> HOW TO COMPLETE THIS TASK: Produce the same data once more, line for line.

*** DATA EXCERPTS ***

PR #15952, opened 2026-08-31
Arc/Mutex refactors

sftse:
Some low-hanging refactors, removes one `Mutex` and one `Arc`.

### DIFF
--- a/.changes/change-pr-15952.md
+++ b/.changes/change-pr-15952.md
@@ -1,0 +1,5 @@
+---
+"tauri": patch:enhance
+---
+
+Internal refactors removing an `Arc` and a `Mutex`, no user-facing changes.
--- a/.changes/change-pr-15952.md
+++ b/.changes/change-pr-15952.md
@@ -1,5 +1,7 @@
 ---
 "tauri": patch:enhance
+"tauri": patch:changes
 ---
 
-Internal refactors removing an `Arc` and a `Mutex`, no user-facing changes.
+Internal refactors removing an `Arc` and a `Mutex`.
+Deprecate methods that should accidentally were made public.
--- a/crates/tauri/build.rs
+++ b/crates/tauri/build.rs
@@ -232,7 +232,7 @@ fn has_feature(list: &mut Vec<String>, feature: &str) -> bool {
 
   // when a feature is enabled, Cargo sets the `CARGO_FEATURE_<name>` env var to 1
   // <https://doc.rust-lang.org/cargo/reference/environment-variables.html#environment-variables-cargo-sets-for-build-scripts>
-  std::env::var(format!("CARGO_FEATURE_{}", AsShoutySnakeCase(feature)))
+  std::env::var_os(format!("CARGO_FEATURE_{}", AsShoutySnakeCase(feature)))
     .map(|x| x == "1")
     .unwrap_or(false)
 }
@@ -255,12 +255,12 @@ fn main() {
 
   println!("cargo:dev={dev}");
 
-  let target_os = std::env::var("CARGO_CFG_TARGET_OS").unwrap();
+  let target_os = std::env::var_os("CARGO_CFG_TARGET_OS").unwrap();
   let mobile = target_os == "ios" || target_os == "android";
   alias("desktop", !mobile);
   alias("mobile", mobile);
 
-  let out_dir = PathBuf::from(env::var("OUT_DIR").unwrap());
+  let out_dir = PathBuf::from(env::var_os("OUT_DIR").unwrap());
 
   let checked_features_out_path = out_dir.join("checked_features");
   std::fs::write(checked_features_out_path, checked_features.join(","))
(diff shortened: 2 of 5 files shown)


crates/tauri/src/ipc/channel.rs
```diff
@@ -169,10 +169,10 @@ impl JavaScriptChannelId {
             let data_id = CHANNEL_DATA_COUNTER.fetch_add(1, Ordering::Relaxed);
 
             webview
-              .state::<ChannelDataIpcQueue>()
-              .0
+              .state::<Mutex<ChannelDataIpcQueue>>()
```
Legend-Master: This looks a bit verbose, maybe we just remove `Arc` and keep the inner `Mutex`?

crates/tauri/src/menu/plugin.rs
```diff
@@ -885,32 +882,34 @@ fn set_icon<R: Runtime>(
   )
 }
 
-struct MenuChannels(Mutex<HashMap<MenuId, Channel<MenuId>>>);
+#[derive(Default)]
+pub(crate) struct MenuChannels(HashMap<MenuId, Channel<MenuId>>);
```
Legend-Master: This as well, it looks quite a bit more verbose to do the `Mutex` from outside

crates/tauri/build.rs
```diff
@@ -265,20 +260,17 @@ fn main() {
   alias("desktop", !mobile);
   alias("mobile", mobile);
 
-  let out_dir = PathBuf::from(env::var("OUT_DIR").unwrap());
+  let out_dir = PathBuf::from(env::var_os("OUT_DIR").unwrap());
 
   let checked_features_out_path = out_dir.join("checked_features");
```
Legend-Master, line 265: Maybe we can add a bit of context here that we're at it, this is used for the unit test in tauri to check we're not checking non-existing features with `has_feature`

crates/tauri/src/ipc/channel.rs
sftse: I agree the Mutex is more verbose on the outside, but there's some value in making locking more explicit. In this case it's obvious everything was already safe before, but I'm thinking if this pattern were applied more consistently to the code, some of the deadlocks would have been more obvious.

All else equal, I think lifting locking to the highest possible scope is more verbose and less readable in the small, but clearer in the large.

I have more examples in mind, we can hold off these changes until I have a better case to show.

sftse: Stated differently, locks introduce non-trivial preconditions that are invisible to callers and because they're invisible can end up leaking everywhere. Discharging them as early as possible with a call to `lock` increases the code region borrow-checking statically prevents us from mistakes like this.

crates/tauri/src/menu/plugin.rs
```diff
@@ -885,32 +882,34 @@ fn set_icon<R: Runtime>(
...
         // Cloning the channel out in case the menu gets dropped during the channel send through `channel_interceptor`
-        let channel = app
-          .state::<MenuChannels>()
-          .0
-          .lock()
-          .unwrap()
-          .get(&e.id)
-          .cloned();
-        if let Some(channel) = channel {
+        if let Some(channel) = menu_channels.lock().unwrap().get(&e.id).cloned() {
```
Legend-Master: I'm a bit unsure if the lifetime of the lock is correct here?

crates/tauri/src/ipc/channel.rs
Legend-Master: I get this, thanks for explaining. But since in this specific case, we're calling lock explicitly anyways, shouldn't make much of a difference anyways.

And since we're in a state, `Mutex<ChannelDataIpcQueue>` can be slightly more error prone to get right.

crates/tauri/src/menu/plugin.rs
sftse: It isn't! Reverted.

crates/tauri/src/ipc/channel.rs
sftse: I've reverted these changes following your suggestion. In other places what I was aiming for would be more obvious I think, but it ends up being just confusing here.

crates/tauri/build.rs
sftse: I didn't get what that code was doing anyway? It looks like the code is anticipating multiple features here, which is where the `fn has_feature` function would make sense, but it's only called a single time with `has_feature("custom-protocol")`.

sftse: Cleaned it up.

crates/tauri/src/ipc/mod.rs
```diff
@@ -565,13 +560,13 @@ impl<R: Runtime> InvokeMessage<R> {
...
-    self.state.clone()
+    self.webview.manager.state.clone()
   }
 
   /// A reference to the state manager associated with application.
   #[inline(always)]
   pub fn state_ref(&self) -> &StateManager {
-    &self.state
+    &self.webview.manager.state
   }
```
sftse, line 570: Candidates to make private in v3, think they are pub by accident.

crates/tauri/build.rs
Legend-Master: > I didn't get what that code was doing anyway?

> this is used for the unit test in tauri to check we're not checking non-existing features with `has_feature`

I think we might still want to keep this function in case we do something with it in the future

crates/tauri/src/ipc/mod.rs
Legend-Master: Agreed, we could put in a todo comment + a deprecation warning, people should use https://docs.rs/tauri/latest/tauri/trait.Manager.html#method.state instead

sftse:
Adopted your suggestions, excuse the delay, things get in the way.

.changes/change-pr-15952.md
```diff
@@ -0,0 +1,5 @@
+---
+"tauri": patch:enhance
+---
+
+Internal refactors removing an `Arc` and a `Mutex`, no user-facing changes.
```
Legend-Master: Let's update the change file to include the deprecations

Legend-Master (commented):
No worries, take your time 🙃

.changes/change-pr-15952.md
```diff
@@ -0,0 +1,7 @@
+---
+"tauri": patch:enhance
+"tauri": patch:changes
+---
+
+Internal refactors removing an `Arc` and a `Mutex`.
+Deprecate methods that should accidentally were made public.
```
Legend-Master:
```suggestion
---
"tauri": patch:changes
---

Internal refactors removing an `Arc` and a `Mutex`.
Deprecate `InvokeMessage::state` and `InvokeMessage::state_ref` that should accidentally were made public.
```

Legend-Master (approved):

*** End of DATA EXCERPTS ***

> EXPECTED ANSWER:
PR #15952, opened 2026-08-31
Arc/Mutex refactors

sftse:
Some low-hanging refactors, removes one `Mutex` and one `Arc`.

### DIFF
--- a/.changes/change-pr-15952.md
+++ b/.changes/change-pr-15952.md
@@ -1,0 +1,5 @@
+---
+"tauri": patch:enhance
+---
+
+Internal refactors removing an `Arc` and a `Mutex`, no user-facing changes.
--- a/.changes/change-pr-15952.md
+++ b/.changes/change-pr-15952.md
@@ -1,5 +1,7 @@
 ---
 "tauri": patch:enhance
+"tauri": patch:changes
 ---
 
-Internal refactors removing an `Arc` and a `Mutex`, no user-facing changes.
+Internal refactors removing an `Arc` and a `Mutex`.
+Deprecate methods that should accidentally were made public.
--- a/crates/tauri/build.rs
+++ b/crates/tauri/build.rs
@@ -232,7 +232,7 @@ fn has_feature(list: &mut Vec<String>, feature: &str) -> bool {
 
   // when a feature is enabled, Cargo sets the `CARGO_FEATURE_<name>` env var to 1
   // <https://doc.rust-lang.org/cargo/reference/environment-variables.html#environment-variables-cargo-sets-for-build-scripts>
-  std::env::var(format!("CARGO_FEATURE_{}", AsShoutySnakeCase(feature)))
+  std::env::var_os(format!("CARGO_FEATURE_{}", AsShoutySnakeCase(feature)))
     .map(|x| x == "1")
     .unwrap_or(false)
 }
@@ -255,12 +255,12 @@ fn main() {
 
   println!("cargo:dev={dev}");
 
-  let target_os = std::env::var("CARGO_CFG_TARGET_OS").unwrap();
+  let target_os = std::env::var_os("CARGO_CFG_TARGET_OS").unwrap();
   let mobile = target_os == "ios" || target_os == "android";
   alias("desktop", !mobile);
   alias("mobile", mobile);
 
-  let out_dir = PathBuf::from(env::var("OUT_DIR").unwrap());
+  let out_dir = PathBuf::from(env::var_os("OUT_DIR").unwrap());
 
   let checked_features_out_path = out_dir.join("checked_features");
   std::fs::write(checked_features_out_path, checked_features.join(","))
(diff shortened: 2 of 5 files shown)


crates/tauri/src/ipc/channel.rs
```diff
@@ -169,10 +169,10 @@ impl JavaScriptChannelId {
             let data_id = CHANNEL_DATA_COUNTER.fetch_add(1, Ordering::Relaxed);
 
             webview
-              .state::<ChannelDataIpcQueue>()
-              .0
+              .state::<Mutex<ChannelDataIpcQueue>>()
```
Legend-Master: This looks a bit verbose, maybe we just remove `Arc` and keep the inner `Mutex`?

crates/tauri/src/menu/plugin.rs
```diff
@@ -885,32 +882,34 @@ fn set_icon<R: Runtime>(
   )
 }
 
-struct MenuChannels(Mutex<HashMap<MenuId, Channel<MenuId>>>);
+#[derive(Default)]
+pub(crate) struct MenuChannels(HashMap<MenuId, Channel<MenuId>>);
```
Legend-Master: This as well, it looks quite a bit more verbose to do the `Mutex` from outside

crates/tauri/build.rs
```diff
@@ -265,20 +260,17 @@ fn main() {
   alias("desktop", !mobile);
   alias("mobile", mobile);
 
-  let out_dir = PathBuf::from(env::var("OUT_DIR").unwrap());
+  let out_dir = PathBuf::from(env::var_os("OUT_DIR").unwrap());
 
   let checked_features_out_path = out_dir.join("checked_features");
```
Legend-Master, line 265: Maybe we can add a bit of context here that we're at it, this is used for the unit test in tauri to check we're not checking non-existing features with `has_feature`

crates/tauri/src/ipc/channel.rs
sftse: I agree the Mutex is more verbose on the outside, but there's some value in making locking more explicit. In this case it's obvious everything was already safe before, but I'm thinking if this pattern were applied more consistently to the code, some of the deadlocks would have been more obvious.

All else equal, I think lifting locking to the highest possible scope is more verbose and less readable in the small, but clearer in the large.

I have more examples in mind, we can hold off these changes until I have a better case to show.

sftse: Stated differently, locks introduce non-trivial preconditions that are invisible to callers and because they're invisible can end up leaking everywhere. Discharging them as early as possible with a call to `lock` increases the code region borrow-checking statically prevents us from mistakes like this.

crates/tauri/src/menu/plugin.rs
```diff
@@ -885,32 +882,34 @@ fn set_icon<R: Runtime>(
...
         // Cloning the channel out in case the menu gets dropped during the channel send through `channel_interceptor`
-        let channel = app
-          .state::<MenuChannels>()
-          .0
-          .lock()
-          .unwrap()
-          .get(&e.id)
-          .cloned();
-        if let Some(channel) = channel {
+        if let Some(channel) = menu_channels.lock().unwrap().get(&e.id).cloned() {
```
Legend-Master: I'm a bit unsure if the lifetime of the lock is correct here?

crates/tauri/src/ipc/channel.rs
Legend-Master: I get this, thanks for explaining. But since in this specific case, we're calling lock explicitly anyways, shouldn't make much of a difference anyways.

And since we're in a state, `Mutex<ChannelDataIpcQueue>` can be slightly more error prone to get right.

crates/tauri/src/menu/plugin.rs
sftse: It isn't! Reverted.

crates/tauri/src/ipc/channel.rs
sftse: I've reverted these changes following your suggestion. In other places what I was aiming for would be more obvious I think, but it ends up being just confusing here.

crates/tauri/build.rs
sftse: I didn't get what that code was doing anyway? It looks like the code is anticipating multiple features here, which is where the `fn has_feature` function would make sense, but it's only called a single time with `has_feature("custom-protocol")`.

sftse: Cleaned it up.

crates/tauri/src/ipc/mod.rs
```diff
@@ -565,13 +560,13 @@ impl<R: Runtime> InvokeMessage<R> {
...
-    self.state.clone()
+    self.webview.manager.state.clone()
   }
 
   /// A reference to the state manager associated with application.
   #[inline(always)]
   pub fn state_ref(&self) -> &StateManager {
-    &self.state
+    &self.webview.manager.state
   }
```
sftse, line 570: Candidates to make private in v3, think they are pub by accident.

crates/tauri/build.rs
Legend-Master: > I didn't get what that code was doing anyway?

> this is used for the unit test in tauri to check we're not checking non-existing features with `has_feature`

I think we might still want to keep this function in case we do something with it in the future

crates/tauri/src/ipc/mod.rs
Legend-Master: Agreed, we could put in a todo comment + a deprecation warning, people should use https://docs.rs/tauri/latest/tauri/trait.Manager.html#method.state instead

sftse:
Adopted your suggestions, excuse the delay, things get in the way.

.changes/change-pr-15952.md
```diff
@@ -0,0 +1,5 @@
+---
+"tauri": patch:enhance
+---
+
+Internal refactors removing an `Arc` and a `Mutex`, no user-facing changes.
```
Legend-Master: Let's update the change file to include the deprecations

Legend-Master (commented):
No worries, take your time 🙃

.changes/change-pr-15952.md
```diff
@@ -0,0 +1,7 @@
+---
+"tauri": patch:enhance
+"tauri": patch:changes
+---
+
+Internal refactors removing an `Arc` and a `Mutex`.
+Deprecate methods that should accidentally were made public.
```
Legend-Master:
```suggestion
---
"tauri": patch:changes
---

Internal refactors removing an `Arc` and a `Mutex`.
Deprecate `InvokeMessage::state` and `InvokeMessage::state_ref` that should accidentally were made public.
```

Legend-Master (approved):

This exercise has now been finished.